**What is expected:** Look through the listing below for the string "return". Show each line where it occurs.

**Supplied material:**
Issue #107, opened 2018-06-01
Add return codes to the conductor


FrankD412:
The conductor currently terminates normally in all cases that it doesn't throw an exception. While this is useful for knowing that the conductor didn't error out, it's useless for using other scripts to know how a study terminated. This issue is intending to standardize a set of return codes that represent not only the normal termination of the conductor but to also assign codes for the termination of the study.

**Solution for this exercise:**
Add return codes to the conductor
The conductor currently terminates normally in all cases that it doesn't throw an exception. While this is useful for knowing that the conductor didn't error out, it's useless for using other scripts to know how a study terminated. This issue is intending to standardize a set of return codes that represent not only the normal termination of the conductor but to also assign codes for the termination of the study.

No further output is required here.